=== The task ===
Write out each line of the records that has "integration" in it.

::: Records

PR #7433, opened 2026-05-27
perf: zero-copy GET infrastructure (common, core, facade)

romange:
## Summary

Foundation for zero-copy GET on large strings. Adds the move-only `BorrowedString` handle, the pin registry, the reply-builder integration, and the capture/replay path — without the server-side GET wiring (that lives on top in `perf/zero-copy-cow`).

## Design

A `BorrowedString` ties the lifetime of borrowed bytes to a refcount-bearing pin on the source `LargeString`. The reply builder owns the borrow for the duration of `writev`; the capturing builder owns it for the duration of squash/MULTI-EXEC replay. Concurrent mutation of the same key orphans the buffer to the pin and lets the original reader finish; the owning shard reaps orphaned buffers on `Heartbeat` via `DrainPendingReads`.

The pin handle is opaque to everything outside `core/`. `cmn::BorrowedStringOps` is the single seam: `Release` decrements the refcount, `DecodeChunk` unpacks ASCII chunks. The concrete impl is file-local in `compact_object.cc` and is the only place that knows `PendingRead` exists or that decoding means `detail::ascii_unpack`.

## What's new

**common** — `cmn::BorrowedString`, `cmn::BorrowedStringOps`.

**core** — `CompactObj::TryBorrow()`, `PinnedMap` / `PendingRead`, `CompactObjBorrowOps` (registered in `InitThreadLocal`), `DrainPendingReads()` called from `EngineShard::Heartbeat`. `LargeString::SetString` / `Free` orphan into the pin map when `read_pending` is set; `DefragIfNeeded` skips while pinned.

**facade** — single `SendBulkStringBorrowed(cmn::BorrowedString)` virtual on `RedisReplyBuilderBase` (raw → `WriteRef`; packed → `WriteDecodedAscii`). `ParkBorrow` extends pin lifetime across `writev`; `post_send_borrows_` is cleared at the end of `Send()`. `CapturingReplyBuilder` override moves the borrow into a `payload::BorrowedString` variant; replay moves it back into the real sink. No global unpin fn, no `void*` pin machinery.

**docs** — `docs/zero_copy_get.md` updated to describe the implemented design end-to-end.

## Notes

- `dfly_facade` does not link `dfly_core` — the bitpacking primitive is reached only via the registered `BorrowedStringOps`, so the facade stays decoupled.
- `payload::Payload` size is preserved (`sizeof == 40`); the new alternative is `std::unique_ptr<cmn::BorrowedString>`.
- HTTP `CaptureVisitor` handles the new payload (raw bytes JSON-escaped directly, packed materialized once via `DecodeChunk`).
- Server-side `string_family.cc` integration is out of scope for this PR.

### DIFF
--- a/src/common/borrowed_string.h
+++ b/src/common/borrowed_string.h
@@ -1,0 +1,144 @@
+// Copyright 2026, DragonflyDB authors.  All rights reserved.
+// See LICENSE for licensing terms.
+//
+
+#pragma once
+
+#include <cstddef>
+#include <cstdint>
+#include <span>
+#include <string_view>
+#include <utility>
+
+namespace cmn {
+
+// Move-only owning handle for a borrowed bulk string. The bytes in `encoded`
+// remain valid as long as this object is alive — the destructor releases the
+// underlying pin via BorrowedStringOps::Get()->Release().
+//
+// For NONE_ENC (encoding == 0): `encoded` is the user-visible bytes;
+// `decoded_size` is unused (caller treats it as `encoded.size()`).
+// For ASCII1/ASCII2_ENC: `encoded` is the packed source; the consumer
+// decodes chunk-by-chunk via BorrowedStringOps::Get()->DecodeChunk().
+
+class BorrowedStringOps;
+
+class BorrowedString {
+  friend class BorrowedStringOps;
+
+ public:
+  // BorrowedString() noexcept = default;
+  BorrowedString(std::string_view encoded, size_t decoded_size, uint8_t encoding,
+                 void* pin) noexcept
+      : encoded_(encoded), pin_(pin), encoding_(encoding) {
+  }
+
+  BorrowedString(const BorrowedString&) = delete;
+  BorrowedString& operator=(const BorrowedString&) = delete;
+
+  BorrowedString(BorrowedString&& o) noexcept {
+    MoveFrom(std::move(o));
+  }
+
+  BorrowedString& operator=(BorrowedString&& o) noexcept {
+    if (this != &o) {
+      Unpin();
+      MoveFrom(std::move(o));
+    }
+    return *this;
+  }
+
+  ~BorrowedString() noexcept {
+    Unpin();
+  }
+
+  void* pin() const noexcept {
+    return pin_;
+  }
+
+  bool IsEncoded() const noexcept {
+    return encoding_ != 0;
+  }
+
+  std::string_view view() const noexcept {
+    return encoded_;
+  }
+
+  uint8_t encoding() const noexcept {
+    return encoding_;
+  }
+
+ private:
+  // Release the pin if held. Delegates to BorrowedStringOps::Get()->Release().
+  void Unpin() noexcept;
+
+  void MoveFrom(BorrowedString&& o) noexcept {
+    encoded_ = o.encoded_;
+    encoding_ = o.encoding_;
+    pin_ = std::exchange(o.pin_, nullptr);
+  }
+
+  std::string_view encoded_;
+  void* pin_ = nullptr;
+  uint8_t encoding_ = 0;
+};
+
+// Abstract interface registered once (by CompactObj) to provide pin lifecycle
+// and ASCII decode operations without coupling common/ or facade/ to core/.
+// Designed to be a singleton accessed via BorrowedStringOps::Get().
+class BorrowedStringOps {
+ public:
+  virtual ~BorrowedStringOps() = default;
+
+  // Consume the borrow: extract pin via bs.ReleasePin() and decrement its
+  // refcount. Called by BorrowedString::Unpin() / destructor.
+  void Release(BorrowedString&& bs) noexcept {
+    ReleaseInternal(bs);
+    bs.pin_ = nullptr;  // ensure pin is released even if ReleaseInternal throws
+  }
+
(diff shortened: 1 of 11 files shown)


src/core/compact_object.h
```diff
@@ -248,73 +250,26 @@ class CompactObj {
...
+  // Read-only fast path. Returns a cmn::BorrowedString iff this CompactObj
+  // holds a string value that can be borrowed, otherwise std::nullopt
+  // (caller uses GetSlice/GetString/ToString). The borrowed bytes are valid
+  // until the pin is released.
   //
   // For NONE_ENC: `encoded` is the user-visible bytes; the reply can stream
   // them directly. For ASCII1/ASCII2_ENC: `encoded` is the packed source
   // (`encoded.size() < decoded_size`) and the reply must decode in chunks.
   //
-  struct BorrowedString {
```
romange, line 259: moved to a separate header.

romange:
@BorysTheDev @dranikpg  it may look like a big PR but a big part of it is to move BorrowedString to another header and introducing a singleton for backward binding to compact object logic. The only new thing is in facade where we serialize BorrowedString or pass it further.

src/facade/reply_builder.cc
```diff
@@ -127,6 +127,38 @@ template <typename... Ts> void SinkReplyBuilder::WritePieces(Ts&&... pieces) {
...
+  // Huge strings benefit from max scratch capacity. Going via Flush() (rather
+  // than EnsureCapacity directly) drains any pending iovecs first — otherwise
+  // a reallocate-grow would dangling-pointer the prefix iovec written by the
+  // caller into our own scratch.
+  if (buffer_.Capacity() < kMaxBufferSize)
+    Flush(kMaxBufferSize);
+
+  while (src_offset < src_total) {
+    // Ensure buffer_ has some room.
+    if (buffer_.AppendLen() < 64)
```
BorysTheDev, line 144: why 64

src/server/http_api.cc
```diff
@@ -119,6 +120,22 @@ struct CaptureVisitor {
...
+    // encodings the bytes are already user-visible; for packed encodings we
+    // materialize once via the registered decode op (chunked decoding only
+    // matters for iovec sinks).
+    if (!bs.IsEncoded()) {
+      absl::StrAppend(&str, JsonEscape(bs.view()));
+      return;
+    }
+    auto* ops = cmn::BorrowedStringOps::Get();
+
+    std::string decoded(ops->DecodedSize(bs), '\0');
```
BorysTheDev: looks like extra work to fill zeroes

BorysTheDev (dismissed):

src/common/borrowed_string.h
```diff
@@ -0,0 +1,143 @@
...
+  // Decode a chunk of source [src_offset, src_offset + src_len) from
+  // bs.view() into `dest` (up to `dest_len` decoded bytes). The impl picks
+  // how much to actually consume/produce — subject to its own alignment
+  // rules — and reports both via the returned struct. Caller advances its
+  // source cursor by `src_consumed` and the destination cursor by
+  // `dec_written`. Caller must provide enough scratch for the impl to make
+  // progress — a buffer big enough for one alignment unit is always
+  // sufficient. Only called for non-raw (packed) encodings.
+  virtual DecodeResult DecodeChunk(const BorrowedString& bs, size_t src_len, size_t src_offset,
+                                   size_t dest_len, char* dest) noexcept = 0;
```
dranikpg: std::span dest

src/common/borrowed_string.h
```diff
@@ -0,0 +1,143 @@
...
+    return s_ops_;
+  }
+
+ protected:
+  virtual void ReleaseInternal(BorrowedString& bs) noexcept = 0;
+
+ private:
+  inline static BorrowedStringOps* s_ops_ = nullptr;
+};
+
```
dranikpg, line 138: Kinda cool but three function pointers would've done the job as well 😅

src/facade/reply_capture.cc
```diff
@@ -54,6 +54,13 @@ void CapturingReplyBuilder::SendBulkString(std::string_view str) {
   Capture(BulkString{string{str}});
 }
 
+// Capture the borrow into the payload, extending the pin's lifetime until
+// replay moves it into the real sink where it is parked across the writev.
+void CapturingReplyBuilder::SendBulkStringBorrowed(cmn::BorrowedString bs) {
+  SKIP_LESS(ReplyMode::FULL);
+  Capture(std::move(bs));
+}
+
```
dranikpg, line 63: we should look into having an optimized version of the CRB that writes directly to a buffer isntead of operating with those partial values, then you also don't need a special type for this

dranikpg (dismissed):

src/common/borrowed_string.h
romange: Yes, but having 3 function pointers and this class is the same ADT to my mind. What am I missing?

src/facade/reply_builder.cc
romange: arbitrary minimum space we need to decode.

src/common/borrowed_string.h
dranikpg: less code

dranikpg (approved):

::::::
::: Records

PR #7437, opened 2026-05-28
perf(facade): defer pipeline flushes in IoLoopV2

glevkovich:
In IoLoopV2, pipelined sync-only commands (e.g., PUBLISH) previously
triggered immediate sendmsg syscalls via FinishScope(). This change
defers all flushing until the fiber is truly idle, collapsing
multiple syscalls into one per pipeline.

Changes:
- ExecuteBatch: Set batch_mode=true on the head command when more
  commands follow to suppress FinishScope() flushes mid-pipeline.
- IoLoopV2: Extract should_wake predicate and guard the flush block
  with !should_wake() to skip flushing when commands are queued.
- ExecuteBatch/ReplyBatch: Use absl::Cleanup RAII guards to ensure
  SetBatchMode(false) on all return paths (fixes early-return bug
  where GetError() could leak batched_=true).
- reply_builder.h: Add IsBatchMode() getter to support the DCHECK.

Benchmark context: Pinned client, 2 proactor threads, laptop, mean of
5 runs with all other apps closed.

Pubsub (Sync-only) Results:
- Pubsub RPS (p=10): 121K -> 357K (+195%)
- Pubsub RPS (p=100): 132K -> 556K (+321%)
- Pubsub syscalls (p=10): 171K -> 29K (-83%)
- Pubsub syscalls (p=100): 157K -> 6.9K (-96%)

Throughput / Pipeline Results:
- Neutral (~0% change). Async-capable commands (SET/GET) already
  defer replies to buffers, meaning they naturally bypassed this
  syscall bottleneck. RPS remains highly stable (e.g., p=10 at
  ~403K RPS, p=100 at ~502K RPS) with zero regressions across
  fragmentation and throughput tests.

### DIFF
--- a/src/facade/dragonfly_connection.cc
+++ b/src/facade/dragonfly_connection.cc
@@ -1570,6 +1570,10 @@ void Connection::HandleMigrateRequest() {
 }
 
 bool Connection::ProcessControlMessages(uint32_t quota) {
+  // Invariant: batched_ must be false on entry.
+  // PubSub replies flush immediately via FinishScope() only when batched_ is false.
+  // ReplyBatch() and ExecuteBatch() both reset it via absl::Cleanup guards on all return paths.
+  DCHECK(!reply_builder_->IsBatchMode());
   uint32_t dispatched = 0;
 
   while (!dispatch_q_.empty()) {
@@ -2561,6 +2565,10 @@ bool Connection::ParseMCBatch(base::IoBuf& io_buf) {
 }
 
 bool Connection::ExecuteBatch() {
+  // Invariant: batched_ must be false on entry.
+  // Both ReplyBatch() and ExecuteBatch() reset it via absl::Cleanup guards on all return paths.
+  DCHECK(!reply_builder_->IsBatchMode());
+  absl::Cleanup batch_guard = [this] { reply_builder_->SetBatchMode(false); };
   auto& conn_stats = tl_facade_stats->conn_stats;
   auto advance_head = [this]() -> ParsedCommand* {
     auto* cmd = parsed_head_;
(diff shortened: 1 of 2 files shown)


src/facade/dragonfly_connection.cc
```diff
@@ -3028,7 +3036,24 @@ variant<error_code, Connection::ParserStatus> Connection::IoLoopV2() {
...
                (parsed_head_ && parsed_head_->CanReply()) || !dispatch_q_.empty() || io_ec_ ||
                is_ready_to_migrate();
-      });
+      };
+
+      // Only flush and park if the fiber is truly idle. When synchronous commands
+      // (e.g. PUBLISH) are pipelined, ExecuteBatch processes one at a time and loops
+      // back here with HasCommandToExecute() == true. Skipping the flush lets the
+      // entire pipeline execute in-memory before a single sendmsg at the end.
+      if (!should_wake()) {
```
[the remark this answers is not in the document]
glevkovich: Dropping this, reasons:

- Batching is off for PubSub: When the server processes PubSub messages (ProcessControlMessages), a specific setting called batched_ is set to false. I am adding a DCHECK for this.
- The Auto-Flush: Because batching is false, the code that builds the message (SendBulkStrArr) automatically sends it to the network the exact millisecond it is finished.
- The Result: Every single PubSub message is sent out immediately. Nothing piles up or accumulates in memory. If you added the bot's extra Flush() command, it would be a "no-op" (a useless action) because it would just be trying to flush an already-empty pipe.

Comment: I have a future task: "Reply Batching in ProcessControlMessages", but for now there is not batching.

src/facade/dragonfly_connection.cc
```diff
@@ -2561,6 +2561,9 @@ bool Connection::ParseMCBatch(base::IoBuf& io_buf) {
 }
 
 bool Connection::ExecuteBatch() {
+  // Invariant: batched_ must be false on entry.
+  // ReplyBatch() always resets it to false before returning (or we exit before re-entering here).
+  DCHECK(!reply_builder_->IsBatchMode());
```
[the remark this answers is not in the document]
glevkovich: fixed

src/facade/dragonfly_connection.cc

::::::
::: Records

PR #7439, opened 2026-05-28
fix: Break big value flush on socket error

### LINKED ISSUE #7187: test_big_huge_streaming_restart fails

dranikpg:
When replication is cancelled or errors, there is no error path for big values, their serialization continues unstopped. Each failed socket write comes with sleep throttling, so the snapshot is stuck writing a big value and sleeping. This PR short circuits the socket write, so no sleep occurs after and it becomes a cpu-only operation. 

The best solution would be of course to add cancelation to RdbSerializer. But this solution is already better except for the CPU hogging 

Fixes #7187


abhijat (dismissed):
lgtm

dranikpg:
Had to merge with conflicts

::::::

=== Task response ===
Foundation for zero-copy GET on large strings. Adds the move-only `BorrowedString` handle, the pin registry, the reply-builder integration, and the capture/replay path — without the server-side GET wiring (that lives on top in `perf/zero-copy-cow`).
- Server-side `string_family.cc` integration is out of scope for this PR.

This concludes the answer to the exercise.